In 2022, Trésarrieu was part of the French team, along with Mathieu Trésarrieu and Mathias Trésarrieu, that won the bronze medal at the 2022 Team Long Track World Championship.

== Family ==
Trésarrieu has two brothers who also compete in motorcycle racing, they are Mathieu Trésarrieu and Sebastien Trésarrieu. His son Mathias Trésarrieu also rides.

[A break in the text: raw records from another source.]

PR #3029, opened 2023-02-21
Stop importing a query for  creator when imported by different user

### LINKED ISSUE #3020: Importing a query from different user in the same database imports in that user too
When importing a query from a different user in the same database, the query is imported to the queries of the user that the query is from as well.

Steps to recreate:
1. Export a query from a user
2. Import the query to a different user in the same database
3. Log back in as the original user and see that the query is imported there as well

https://coldfish-edge.test.specifysystems.org/specify/overlay/queries/

branch: `edge`

CarolineDenis:
Fixed #3020


maxxxxxdlp (approved):

chanulee1 (approved):
Appears to be fixed.

PR #3032, opened 2023-02-21
Support external URL in form definition for weblinks and separators

### LINKED ISSUE #2095: Images in the form definiton should support external URLs
Images for elements like separators, buttons, and other places in the form currently use the internal images within the database.

It would be nice to specify an external URL so you can use a custom icon for things like weblinks or separator headers

CarolineDenis:
Fixed #2095


maxxxxxdlp (approved):

maxxxxxdlp:
Also test it for subviews that are displayed as buttons - and that would be it

chanulee1:
Also works for subviews displayed as buttons.

chanulee1 (approved):

PR #3034, opened 2023-02-21
Forbid negative record set indexes

### LINKED ISSUE #3033: Adding a record to an empty record set is buggy
1. Open empty record set
2. It opens a new resource form
3. Save it
4. Should replace the `new` in the URL with the id of the resource, while still having `?recordsetid=someNumber` in the URL
5. In the records slider, current index should be shown as `1`, not `0`

maxxxxxdlp:
Fixes #3033


chanulee1 (approved):
Looks good.

PR #3036, opened 2023-02-21
Limit max year to 9999

### LINKED ISSUE #2353: Y10K problem: Date in far future causes back-end server error
Date that is beyond year 9999 (i.e `11-11-11111`) causes back-end to return 500 error:

Screen Shot 2022-10-25 at 12 51 45

Back-end should probably provide a better error message
Front-end should probably enforce dates to be before year `9999`

Similar to https://github.com/specify/specify7/issues/1072

### LINKED ISSUE #3035: Year in date field accepts 6 digits, throws error
image

https://sp7demofish.specifycloud.org/specify/view/collectionobject/51591/?recordsetid=14

[Specify 7 Crash Report - 2023-02-21T18_56_05.774Z (1).txt](https://github.com/specify/specify7/files/10796686/Specify.7.Crash.Report.-.2023-02-21T18_56_05.774Z.1.txt)

This causes a particular issue for users who have year first in their date format:

image

> Same day, different question, I have switched a little bit to filling in some dates, one of the things I really liked about S6, was that when entering dates, it would automatically moved you through the year/month/date field structure when entering the date components, so that you didn’t have to manually tab or mouse between them.
>
>However, when using the ‘browse in forms’ to edit collection objects, the system waits until I have entered 6 digits for year (instead of 4) before ‘moving’ over to the month section.

**Reported By:** Heather Cole at AAFC/AAC

maxxxxxdlp:
Fixes #3035
Fixes #2353
When testing, test partial dates and query builder date picker too


grantfitzsimmons (changes requested):
I can still enter 6 digits on Firefox, not on Chrome

maxxxxxdlp:
Seems to be a difference between Firefox and Chrome.

In Firefox, I get this validation error:
Screenshot 2023-02-23 at 11 27 01

The validation error would prevent submitting the form, thus would prevent the exception and the loss of data.

Whereas in Chrome I am prevented from entering the invalid year in the first place.

You can see the difference in this example too - https://developer.mozilla.org/en-US/docs/Web/HTML/Element/input/date (behaviors differently between firefox and chrome)

In addition, this behavior appears to be not specific to the date input - the number picker in firefox also allows entering a number higher than the limit.

grantfitzsimmons (approved):
I can't see a standard way to fix this in Firefox in particular

specifysoftware:

https://discourse.specifysoftware.org/t/specify-7-8-7-release-announcement/1079/1

PR #3037, opened 2023-02-22
Make WB new cell highlighting more conservative

### LINKED ISSUE #2966: Stop highlighting entire row if no new cells are returned
WorkBench

maxxxxxdlp:
If the back-end returned no columns, don't highlight the entire row

I.e, if you have `Collector -> Agent -> Last Name` column, and new Collector was created, but existing Agent was used, previously it would highlit that cell as new, but not it won't

Fixes #2966


grantfitzsimmons (approved):
Works as expected!

PR #3038, opened 2023-02-22
Disable default form table ordering

### LINKED ISSUE #2981: Collectors are sorted by `collectorID`, not `orderNumber` in grid view
image

The order is the default ordering by `collectorID`. It should be by `orderNumber`, as this is the intended use of that field.

```SQL
select c.CollectorID, c.CollectingEventID, c.OrderNumber, a.LastName, a.FirstName 
from collector c 
join agent a ON c.AgentID = a.AgentID
where c.CollectingEventID = 260;
```

image

This conflicts with Specify 6's behavior

image

https://coldfish-edge.test.specifysystems.org/specify/view/collectingevent/260/

maxxxxxdlp:
Turns our resources are already ordered on the back-end, so the default ordering on the front-end was only causing problems

Fixes #2981

### DIFF
--- a/specifyweb/frontend/js_src/lib/components/FormCells/FormTable.tsx
+++ b/specifyweb/frontend/js_src/lib/components/FormCells/FormTable.tsx
@@ -48,11 +48,6 @@ const cellToLabel = (
 const cellClassName =
   'sticky top-0 bg-[color:var(--form-foreground)] z-10 h-full -mx-1 pl-1 pt-1';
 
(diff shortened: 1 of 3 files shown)


chanulee1 (approved):
Collectors are ordered by `orderNumber` in grid view and subform view. Also tested for Reference Work table.

specifysoftware:

https://discourse.specifysoftware.org/t/collector-order-in-groups-and-multiple-collectors/1012/5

== World Longtrack Championship ==
=== Grand-Prix Years ===
- 1998 - 1 app (23rd) 7pts
- 2000 - 5 apps (13th) 30pts
- 2001 - 4 apps (5th) 46pts
- 2002 - 3 apps (13th) 31pts
- 2003 - 5 apps (13th) 44pts
- 2004 - 5 apps (16th) 27pts
- 2005 - 1 app (20th) 14pts
- 2006 - 3 apps (6th) 34pts
- 2007 - 3 apps (15th) 18pts
- 2008 - 3 apps (8th) 37pts
- 2009 - 5 apps (Second) 83pts
- 2010 - 4 apps (17th) 23pts
- 2011 - 6 apps (7th) 75pts
- 2012 - 5 apps (13th) 43pts
- 2013 - 6 apps (11th) 75pts
- 2014 - 4 apps (7th) 44pts
- 2015 - 4 apps (10th) 31pts
- 2016 - 1 app (21st) 2pts
- 2017 - 2 apps (14th) 25pts

===Best Grand-Prix Results===

- FRA Morizès First 2011, Third 2009
- FRA Marmande Second 2009
- FRA Saint-Colomb-de-Lauzun Third 2002

===Team Championship===
- 2007 FRA Morizès (Third) 18/39pts (Rode with Mathieu Trésarrieu, Christophe Dubernard, Phillipe Ostyn)
- 2008 GER Werlte (6th) 16/27pts (Rode with Jerome Lespinasse, Theo di Palma)
- 2009 NED Eenrum (Third) 19/19pts (Rode with Mathieu Trésarrieu, Phillipe Ostyn, Jerome Lespinasse)
- 2010 GER Morizès (Second) 22/47pts (Rode with Mathieu Trésarrieu, Theo di Palma, Jerome Lespinasse)
- 2011 GER Scheeßel (5th) 8/34pts (Rode with Mathieu Trésarrieu, Theo di Palma, Jerome Lespinasse)
- 2012 FRA Saint-Macaire (Third) 20/42pts (Rode with Mathieu Trésarrieu, Gabrial Dubernard, David Bellego)
- 2013 ENG Folkestone (Second) 16/57pts (Rode with Mathieu Trésarrieu, Theo di Palma, Dimitri Bergé)
- 2014 FIN Forssa (Third) 18/41pts (Rode with Mathieu Trésarrieu, Theo di Palma)
- 2015 GER Mühldorf (4th) 14/40pts (Rode with Mathieu Trésarrieu, Theo di Palma, Dimitri Berge)
- 2016 Did not compete
- 2017 NED Roden (Second) 15/54pts (Rode with Mathieu Trésarrieu, Dimitri Bergé, Gaetan Stella)
- 2018 FRA Morizès (Champion) 1/54pts (rode with Mathieu Trésarrieu, David Bellego, Dimitri Bergé)

==European Grasstrack Championship==

- 1993 NED Eenrum (NSR)
- 1994 GER Cloppenburg (5th) 16pts
- 1995 NED Joure (15th) 3pts
- 1996 FRA Saint-Colomb-de-Lauzun (11th) 7pts
- 1997 No Competition
- 1998 Did not compete
- 1999 Semi-finalist
- 2000 FRA Saint-Colomb-de-Lauzun (11th) 8pts
- 2001 NED Noordwolde (6th) 13pts
- 2002 GER Berghaupten (9th) 12pts
- 2003 FRA La Réole (4th) 14pts
- 2004 NED Eenrum (17th) 4pts
- 2005 Semi-finalist
- 2006 Semi-finalist
- 2007 Semi-finalist
- 2008 NED Siddeburen (CHAMPION) 12pts
- 2009 GER Berghaupten (Second) 16pts
- 2010 Semi-finalist
- 2011 GBR Thorpe St Peter (14th) 4pts
- 2012 NED Eenrum (8th) 15pts
- 2013 GER Bielefeld (11th) 9pts
- 2014 Semi-finalist
- 2015 Semi-finalist
- 2016 Semi-finalist
- 2017 Semi-finalist
- 2018 FRA Tayac (9th) 10pts

==Family==
Trésarrieu has two brothers who also compete in motorcycle racing, they are Mathieu Trésarrieu and Sebastien Trésarrieu.